Badajoz no es ajena a esta plaga y no es la única que está provocando quejas ciudadanas, causando más de un quebradero de cabeza a los responsables de controlar su presencia. La proliferación de gansos en la orilla derecha del Guadiana se ha convertido en un tema recurrente, no sin razón, pues el número de ejemplares ha crecido exponencialmente ante la ausencia de depredadores que perturben su existencia y el acceso fácil a alimentos con los que satisfacer su voracidad innata. Según la organización SEO/Birdlife, puede haber más de 400 gansos en los nuevos paseos del río. Inicialmente, cuando el parque abrió, se limitaban a este espacio, pero ya se han expandido hasta el azud y aguas arriba, poniendo en riesgo a otras especies de este ecosistema y convirtiéndose además en aliados del camalote, pues con sus excrementos incrementan la presencia de nutrientes en el agua. Dos especies invasoras que se retroalimentan y contra las que, de momento, no se ha encontrado solución alguna que permita controlar su crecimiento. Los gansos son los verdaderos dueños del parque, pues si al principio se apartaban al paso de ciclistas y corredores, ya se han acostumbrado a la presencia humana y llegan incluso a reaccionar con muecas amenazantes si alguien se atreve a usurparles el terreno, que ocupan con aires de exclusividad. Son un problema. Tal es así que, según anunciaba la semana pasada el concejal de Medio Ambiente, Antonio Ávila, las distintas instancias responsables de buscar una solución, se han sentado a buscarla para, entre todas, poner remedio a una situación que no es de anteayer y que se venía venir.

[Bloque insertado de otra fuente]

PR #5313, opened 2022-06-30
Update certificate validity when app comes in foreground (EXPOSUREAPP-13124)

SamuraiKek:
[Ticket](https://jira-ibs.wbs.net.sap/browse/EXPOSUREAPP-13214)

The validity state will update when the app comes back into foreground.

To test scan a valid 1/1 and an expiring soon 2/2 certificate. Put the app in the background but don't close it and wait for the 2/2 cert to expire. Bring the app back into foreground and check the state of the certificates. 

Testing:
1/1 certificate:
cwa vc gen --pii 42 -s v.0.dn=1 v.0.sd=1 v.0.mp='EU/1/20/1525' v.0.dt='2022-04-04' -e mock-cloud
2/2 certificate:
cwa vc gen --pii 42 -s v.0.dn=2 v.0.sd=2 v.0.mp='EU/1/20/1528' v.0.dt='2022-05-04' --exp 1minutes -e mock-cloud


Corona-Warn-App/src/main/java/de/rki/coronawarnapp/covidcertificate/revocation/update/DccRevocationUpdateScheduler.kt
```diff
@@ -41,11 +40,6 @@ class DccRevocationUpdateScheduler @Inject constructor(
             .launchIn(scope = appScope)
     }
 
-    fun forceUpdate() = appScope.launch {
```
SamuraiKek, line 44: Removed because it wasn't being used anywhere.

schauersbergern (dismissed):
Works like requested

schauersbergern (approved):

Como ven venir los vecinos de la plaza Antonio Zoido cada atardecer a miles de gorriones que anidan en el medio centenar de árboles que adornan el rincón al que asoman sus ventanas. Contaba una afectada que ni los niños ni los mayores pueden disfrutar de esta plaza, dominada por los pájaros, cuyos cánticos han devenido en molesto y estruendoso ruido.

No es el único lugar donde ocurre. La prueba irrefutable de que un árbol está cuajado de nidos es aparcar un rato el coche bajo su sombra y comprobar después en el capó las consecuencias de la incesante actividad de los esfínteres alados. Los pobladores del cielo de Badajoz, el mismo que al caer el sol se muestra en toda su plenitud, ahora se ciernen sobre sus habitantes, siendo como son también vecinos de esta ciudad, en la que no han encontrado enemigos que corten sus alas. Hemos desequilibrado su hábitat y ahora ellos perturban el nuestro. Hasta que no han abierto el pico, no hemos puesto nuestras plumas a remojar.